Analysis generated by our Consciousness Algorithm
Critic Reviews
“The depth, subtlety and wit of Pattinson and Debicki’s performances only becomes fully apparent once you know where Tenet is going, or perhaps that should be where it’s been. Still confused? Don’t be. Or rather do be, and savour it. This is a film that will cause many to throw up their hands in bamboozlement – and many more, I hope, to clasp theirs in awe and delight.”
“Tenet is a practically perfect (re)introduction to the big screen. Whether audiences are ready – where safe – to return to cinemas en masse is another question entirely. Certainly, Tenet’s a more challenging film than some may be comfortable with after a five-month absence, but this is an all-too-rare example of a master filmmaker putting everything on the table with, you sense, not a modicum of his vision compromised. The stakes have never been higher, but Tenet is exactly the film cinemas need right now.”
“For me, Tenet is preposterous in the tradition of Boorman’s Point Blank, or even Antonioni’s Zabriskie Point, a deadpan jeu d’esprit, a cerebral cadenza, a deadpan flourish of crazy implausibility – but supercharged with steroidal energy and imagination.”
“The master of cerebral action cinema is back, and whatever lessons were learnt about the triumph of the human spirit during the making of Dunkirk, they were swiftly forgotten for this new piece of filmic flimflammery.”
Consciousness Markers
The film features a racially diverse cast with John David Washington as the lead and Dimple Kapadia and Yuri Kolokolnikov in supporting roles. However, this diversity appears incidental to the narrative rather than thematic.
No LGBTQ+ themes, characters, or representation present in the film. Sexuality is entirely absent from the narrative.
Elizabeth Debicki's character is depicted as a victim of domestic abuse seeking escape, but the script treats her primarily as a plot device rather than exploring feminist themes with any depth.

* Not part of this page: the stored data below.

PR #21, opened 2022-02-04
feat: #P2022-610 Add font awesome icon to project

rast-mk1:
I see that to show this Icon you have to:

import { FontAwesomeIcon } from '@fortawesome/react-fontawesome'
import { faCoffee } from '@fortawesome/free-solid-svg-icons'

and inside component:
<FontAwesomeIcon icon={faCoffee} />


styles/fontawesome.js
```diff
@@ -0,0 +1,3 @@
+import { config } from '@fortawesome/fontawesome-svg-core';
```
danielmajewski, line 1: where are you importing this file so styles are enabled?

rast-mk1: Let's say that you would like to use icons in `pages/index.js` - then you `import '../styles/fontawesome.js';` inside `pages/index.js`

rast-mk1:
`import { FontAwesomeIcon } from '@fortawesome/react-fontawesome';`
then:
`import { faRuler } from '@fortawesome/free-solid-svg-icons';`
or
`import { faBookmark } from '@fortawesome/free-regular-svg-icons';`
or
`import { faYoutube } from '@fortawesome/free-brands-svg-icons';`

and use icon: `<FontAwesomeIcon icon={faRuler} /> `

for styling icons, one way to do that is to give your `<FontAwesomeIcon />`  some `id` and style it inside `globals.css`

PR #22, opened 2022-02-06
feat: featured video section #611

wolnio:


wolnio:
URL addres for this feature: /banner/video-section

pages/banner/video-section.js
```diff
@@ -0,0 +1,15 @@
+import { Wrapper, Contents, Title, Media } from "components/Banner";
+
+export default function VideoSection() {
+  const title = "Whiplash";
+  return (
+    <>
+      <Wrapper imgLink={"https://wallpaperaccess.com/full/2191678.jpg"}>
```
danielmajewski, line 7: can you download this image as our internal not external source? So we could just import it inside our project?

app/components/Banner/index.js
```diff
@@ -0,0 +1,80 @@
...
+export function Media() {
+  const [isMute, setMute] = useState("Mute");
+
+  const toggleMute = () => {
+    if (isMute === "Mute") {
+      setMute("Unmute");
+    } else if (isMute === "Unmute") {
+      setMute("Mute");
+    }
+  };
```
danielmajewski, line 72: isMute should anser only Yes or No, so use as boolean values only if prefix `is` for variables.

```suggestion
  const [isMute, setMute] = useState(true);

  const toggleMute = () => setMute(!isMute);
```

wlechowicz:
Not sure why checks aren't running on this, I reverted my dummy commits that were supposed to trigger them.

wlechowicz:
Oh I know, @wolnio please pull in develop onto this branch and push the merged changes to origin.

pages/banner/video-section.js
```diff
@@ -0,0 +1,15 @@
+import { Wrapper, Contents, Title, Media } from "components/Banner";
+
+export default function VideoSection() {
+  const title = "Whiplash";
+  return (
+    <>
+      <Wrapper imgLink={'https://wallpaperaccess.com/full/2191678.jpg'}>
+        <Contents flexDir={"column"}>
```
wlechowicz, line 8: Does it make sense to have the flex-direction configurable like this? Setting it to `row` doesn't seem to work well anyway, since title is touching the button.

pages/banner/video-section.js
```diff
@@ -0,0 +1,15 @@
+import { Wrapper, Contents, Title, Media } from "components/Banner";
```
wlechowicz, line 1: This should be just one component that takes a movie object through props and does the rest internally. If I want to use a movie hero component, I want just one component, I don't want to spell out the whole structure inside (Contents, Title, Media).

wlechowicz (changes requested):
1. Rename the component from Banner to MovieHero or FeaturedVideo, Banner is misleading
2. Split up the components into separate files, for example `app/components/MovieHero/MuteIcon.js`, `MovieHero/PlayIcon.js` etc which get imported by the main component in index.js. These icons will likely get reused in the future so might get extracted into common components later.

wlechowicz (approved):

wlechowicz:
LGTM

PR #27, opened 2022-02-09
feat: search functionality #674 

MS151994:
Please check and make suggestions for the component. I am not sure if this is how it should be in terms of code.


wlechowicz:
Feature branch not started from develop, reopen from a fixed base branch.

PR #664, opened 2024-06-10
ci: update release job and drop semantic release

a-cordier:
see https://gravitee.atlassian.net/browse/GKO-15

Done
--

The pipeline as the following parameters:

```yaml
  trigger:
    type: enum
    default: test
    enum:
      - release
      - test
  release-version:
    type: string
    default: ""
  latest:
    type: boolean
    default: false
    description: Is this version the latest version available ?
  dry-run:
    type: boolean
    default: true
```

  - trigger should alway be release in that case
  - if latest is true, both the docker image and the github release will be flagged as latest
  - if dry run is set to false the additional steps will be 
    - pushing the docker image to docker hub with latest tag (as this is the latest version)
    - release the helm chart on https://helm.gravitee.io/
    - push release commit and tag to the release branch (4.4.X)
    - publish the github release with the changelog we generate from Jira and the custom 
    resource definitions packaged as a zip file
    - announce the release on the release alert channel

The github release Changelog is generated from the tickets found for the version in our Jira backlog

The trigger-release github action allows to call the pipeline from the repo itself and looks like this

Screenshot 2024-06-11 at 16 19 31

To Be Done
--
Submit changelog / release note as a PR for tech writers


.circleci/config.yml
```diff
@@ -7,25 +7,34 @@ orbs:
...
+  release-version:
+    type: string
+    default: ""
+  latest:
+    type: boolean
+    default: false
+    description: Is this version the latest version available ?
+  dry-run:
+    type: boolean
+    default: false
```
benoitgravitee, line 31: Maybe true by default to avoid unwanted release.

.circleci/config.yml
```diff
@@ -56,19 +65,27 @@ commands:
...
                 name: Setting docker image tag
                 command: echo "export DOCKER_IMAGE_TAG=master-latest" >> ${BASH_ENV}
       - when:
           condition:
-            equal: [gravitee_gko_dockerhub_integration_id, << parameters.integration_id_key >>]
+            equal:
+              [
+                gravitee_gko_dockerhub_integration_id,
+                << parameters.integration_id_key >>,
+              ]
```
benoitgravitee, line 86:
```suggestion
            equal:
                - gravitee_gko_dockerhub_integration_id
                - << parameters.integration_id_key >>
```

.circleci/config.yml
```diff
@@ -341,39 +357,153 @@ jobs:
...
+            git diff HEAD~1 HEAD
+      - when:
+          condition:
+            not: << pipeline.parameters.dry-run >>
+          steps:
+            - run:
+                name: Push release tag and commit
+                command: |
+                  export RELEASE_BRANCH=$(npx zx scripts/get-release-branch.mjs --version << pipeline.parameters.release-version >>)
+                  git push -u origin $RELEASE_BRANCH
```
benoitgravitee, line 467: a detail: -u is probably not required here.

.github/workflows/trigger-release.yml
```diff
@@ -14,21 +14,48 @@
...
+        default: true
+        type: boolean
+      pipeline-branch:
+        description: 'On which branch is your circleci pipeline located ?'
+        required: true
+        default: "master"
+        type: string
 jobs:
   trigger-release:
     runs-on: ubuntu-latest
```
benoitgravitee, line 41: maybe there is leaner distribution to run things on ?

scripts/run-kind.mjs
```diff
@@ -14,82 +14,80 @@
  * limitations under the License.
  */
 
-import { LOG, setNoQuoteEscape, setQuoteEscape, time, toggleVerbosity } from "./lib/index.mjs";
```
benoitgravitee, line 17: Just linting ? Hard to see what changed

a-cordier: Yes it's because I could not help but run prettier in the script dir (and on the circleci config file) :)

.github/workflows/trigger-release.yml
a-cordier: I tried to have a look but apparently leaner options are for private repositories https://docs.github.com/en/actions/using-jobs/choosing-the-runner-for-a-job

benoitgravitee (approved):

PR #665, opened 2024-06-10
refactor: rename application CRD's "applicationMetadata" and "applica…

kamiiiel:
see https://gravitee.atlassian.net/browse/GKO-4

### DIFF
--- a/api/model/application/application.go
+++ b/api/model/application/application.go
@@ -15,8 +15,6 @@
 // +kubebuilder:object:generate=true
 package application
 
-import "github.com/gravitee-io/gravitee-kubernetes-operator/api/model/utils"
-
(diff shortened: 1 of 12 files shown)


api/model/application/application.go
```diff
@@ -113,5 +105,5 @@ type Application struct {
 	// Should membership notifications be disabled or not ?
 	DisableMembershipNotifications bool `json:"disable_membership_notifications,omitempty"`
 	// Application meta data
-	ApplicationMetaData *[]MetaData `json:"applicationMetaData,omitempty"`
```
a-cordier, line 116: From the issue description, I think we should keep this and mark it as deprecated for BWC

a-cordier (approved):

PR #703, opened 2024-06-27
Update README.adoc

jmcx:
fix broken doc links, since doc updates


jmcx:
remade a new PR with better commit header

Despite its diverse cast, the film demonstrates no awareness of or engagement with racial themes, identity, or consciousness. Characters exist without reference to their backgrounds.
No climate or environmental themes appear in the film. The narrative concerns time manipulation and espionage without reference to ecological concerns.
The film contains no anti-capitalist messaging or critique of economic systems. It is entirely apolitical regarding class and economics.
No body positivity or body diversity messaging is present. The film shows no interest in challenging conventional beauty standards or body representation.
No neurodivergent characters or themes appear in the film. There is no representation of autism, ADHD, or other neurodivergent conditions.
The film contains no historical narrative or revisionist historical elements. It is set in a fictional present day without reference to actual history.
While the film obsessively explains its time inversion mechanics through expository dialogue, it contains minimal moralizing or preachy messaging about social values.